# 10-10-10 fertilizer and lime does brand matter?



## daganh62 (May 4, 2018)

I just got back my soil test results and the results recommend using 10-10-10 as well as lime. Is there any particular brand i should use and does anyone have any organic recommendations? Thanks in advance


----------



## kur1j (Jul 2, 2017)

Might want to post the soil test so the more knowledgeable ones could tell you if you should put something else down if you are low on something else.


----------



## SCGrassMan (Dec 17, 2017)

Brand on fert shouldn't be important, but the lime, they may recommend one of the two types. There's dolomitic lime, and "the other one whose name I forget". Someone smarter should know that.


----------



## SNOWBOB11 (Aug 31, 2017)

Calcitic lime is the other.


----------



## Ridgerunner (May 16, 2017)

Yes.
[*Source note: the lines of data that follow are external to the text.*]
PR #2401, opened 2017-11-04
Merge 2.077.0 front-end and stdlibs

kinke:


kinke:
Already green here on my Win64 box. No 64-bit `real` regressions this time! :)

kinke:
Hmm it just seems as if `~` (in `llvm~5.0`)is expanded to `/Users/dpn`.

kinke:
OS X should be green too according to Travis, as is Travis Linux (I already amended the LLVM 3.7 fix). The memory requirements may have gone up; Circle is killed when compiling the `std.regex.internal.tests` unittests and Semaphore is running out of RAM disk space. :/

kinke:
Semaphore now has a pre-installed gcc 4.9, that seems to suffice to work around the memory issues there. Circle seems to be fine with the workaround, as is hopefully Travis.

So on the CI side, what remains are a couple of release-only 32-bit unittest failures on both Windows (1 failure, `rt.switch_`) and Linux (additionally `core.sys.posix.stdio` and `core.sys.linux.tipc`) as well as a Circle-specific failure for the `debuginfo/classtypes_gdb.d` lit test with its gdb v7.12.

kinke:
32-bit x86 failures should be fixed.

I can reproduce the gdb issue on Ubuntu 16.04 with gdb 7.11 too. It doesn't find the D TLS global `classtypes_gdb.gvar` anymore, the mangled one `_D14classtypes_gdb4gvarCQw2uv` is there instead. I guess more recent gdb's support D demangling (but obviously the pre-2.077 mangling scheme; the previous mangle for that symbol was `_D14classtypes_gdb4gvarC14classtypes_gdb2uv`) while older gdb versions probably rely on the [display] names we emit in the debuginfo and therefore still pass that test:

```
!1 = distinct !DIGlobalVariable(name: "gvar", linkageName: "_D14classtypes_gdb4gvarCQw2uv", scope: !2, file: !3, line: 19, type: !6, isLocal: false, isDefinition: true)
```

PR #2546, opened 2018-01-30
Temporarily make fuzz_basic test more verbose to track down spurious failure

JohanEngelen:
When the test fails, it shows the libfuzzer output, so we can see crash details.


JohanEngelen:
Next time CI fails because of fuzz_basic.d, let me know.

PR #2549, opened 2018-01-31
Fix building with LLVM 7.0: update druntime.

JohanEngelen:
See: https://github.com/ldc-developers/druntime/pull/116


kinke:
We should probably introduce an ABI-like overload `llvm_memcpy(dst, dstAlign, src, srcAlign, size, volatile)` instead of the new one here, and forward to that one with 2 identical alignments. But we'll have to handle it manually then.

Issue #2548, opened 2018-01-31
Inline asm silently ignores opcodes db, ds, di, dl, df, dd, de


n8sh:
Trying to figure out why a function worked when compiled with DMD but not LDC I ran across this:

https://github.com/ldc-developers/ldc/blob/68d3c64318cc341c188d3bcf32bb497c4b5a1552/gen/asm-x86.h#L3888-L3890

At minimum this should be a compile-time error like with unknown opcodes.

klickverbot:
Indeed – somewhat surreal that you are the first person to encounter this, as that piece of code is ancient.

n8sh:
I suspect other people who encountered this were unlucky and there weren't signs that their code wasn't doing what they thought, like [this poor fellow from December 2016](http://www.0eval.com/dds-stuff/275).

JohanEngelen:
Pretty bad! PR: https://github.com/ldc-developers/ldc/pull/2550 .

klickverbot:
Fixed by #2550.

PR #2550, opened 2018-01-31
Error on data definition directives inside inline asm.

JohanEngelen:
See: https://github.com/ldc-developers/ldc/issues/2548


JohanEngelen:
breaks on this testcase: https://github.com/dlang/dmd/pull/3483

PR #2551, opened 2018-01-31
[trivial] LLVM7.0: update code to use new API for creating MemCpy intrinsic call.

JohanEngelen:
http://lists.llvm.org/pipermail/llvm-dev/2018-January/120542.html


kinke:
We may want to pass separate alignments at some point, but this will do fine for now.

PR #2561, opened 2018-02-07
WIP: Dynamic pgo

Hardcode84:
Just some experiments

### DIFF
--- a/gen/dynamiccompile.cpp
+++ b/gen/dynamiccompile.cpp
@@ -207,33 +207,24 @@ void fixRtModule(llvm::Module &newModule,
     });
   }
 
-  int objectsFixed = 0;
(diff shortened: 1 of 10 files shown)


Hardcode84:
Works on toy examples but asserts "Critical edge is not split" in `PGOInstrumentationGenLegacyPass` on bigger project.

@klickverbot No, I only have few toy projects (old software rasterizer https://github.com/Hardcode84/ship3d is biggest)

Hardcode84:
For some reason `PGOInstrumentationGenLegacyPass`  doesn't like code with exception, marking everything `nothrow` helps.

Tested on my old software rasterizer, instrumentation makes code like 20% slower, and using this instrumentation data makes it like 3% faster.

PR #2562, opened 2018-02-07
Remove checking of fuzz testcase characters

JohanEngelen:
..., because they are not output when the reproducing testcase is too long (> 256 chars).

This should fix the spurious failures https://github.com/ldc-developers/ldc/pull/2556#issuecomment-363888571


kinke:
Heh that was quick, thx!

PR #2566, opened 2018-02-08
Solaris: fix assert for betterC build.

nykytenko:


gen/llvmhelpers.cpp
```diff
@@ -311,6 +311,14 @@ void DtoCAssert(Module *M, Loc &loc, LLValue *msg) {
     args.push_back(file);
     args.push_back(line);
     args.push_back(msg);
+  } else if (global.params.targetTriple->isOSSolaris()) {
+    const auto irFunc = gIR->func();
+    const auto funcName =
+        irFunc && irFunc->decl ? irFunc->decl->toPrettyChars() : "";
```
JohanEngelen: can you add parens here, to avoid relying on operator precedence rules. (i know it is a copy from a few lines above)

JohanEngelen:
LGTM (with the nit). A lit test would be nice for betterC assert function name (do we have one already?).

kinke:
A [DMD test](https://github.com/ldc-developers/dmd-testsuite/blob/ldc/runnable/betterc.d) makes sure a betterC program with assertions can be linked.

gen/llvmhelpers.cpp
nykytenko: Done.

PR #2567, opened 2018-02-08
ARM: Disable NEON if not supported

redstar:
On ARMv7 LLVM assumes that NEON instructions are supported. On many
devices this is not true. This commit detects this situation and
adds `-mattr=-neon` to the LDC configuration file.


JohanEngelen:
is this the buildbot illegal instruction issue?

JohanEngelen:
lgtm

redstar:
Yes. This fixes the build for ltsmaster.
For master branch it does not work. The phobos built does not use the ldc_phobos.conf - the build uses explicitly `-conf=`.

redstar:
@klickverbot Reading the current `ARM.td` file I say no:

    def ARMv7a    : Architecture<"armv7-a",   "ARMv7a",   [HasV7Ops,
                                                           FeatureNEON,
                                                           FeatureDB,
                                                           FeatureDSP,
                                                           FeatureAClass]>;

PR #2571, opened 2018-02-11
Don't waste an alloca for the nested context argument

kinke:
And so get rid of all loads too; just use the untouched pointer ~~argument~~ parameter directly.


kinke:
With this change, we could check whether the function accesses its nested context on the IR level by checking whether there are any uses of the IR parameter, e.g., for #2508.
Previously, there was always exactly one use, the store to memory, independent of whether the context was used or not.

thewilsonator:
Looks good. Feel free to push to #2508 since I'm not quite sure how to utilise this.

PR #3710, opened 2021-04-30
Use new OpenFlags enumeration

kubo39:
[This](https://reviews.llvm.org/D101506) drops old deprecated OpenFlags support.
OF_{Append,None,Text} has been available since LLVM 9.

- https://reviews.llvm.org/rG1f67a3cba9b09636c56e2109d8a35ae96dc15782


kinke:
Thx!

More important than any specific brand, when purchasing lime you'll want to consider dolomitic or calcitic, CCE, mesh size, and prill vs Aglime (ground and unprilled).
A balanced organic fertilizer is hard to come by you can search this list (a bit hard to read with some typos):
http://www.lundproduce.com/N-P-K-Value-of-Everything.html
Some brand sources that mix and match for you to create a balanced fertilizer:
Bradfield Organics All Purpose (5-5-5)
and Jobe (4-4-4)
but they are aimed at container growing and are packaged in small quantities.


----------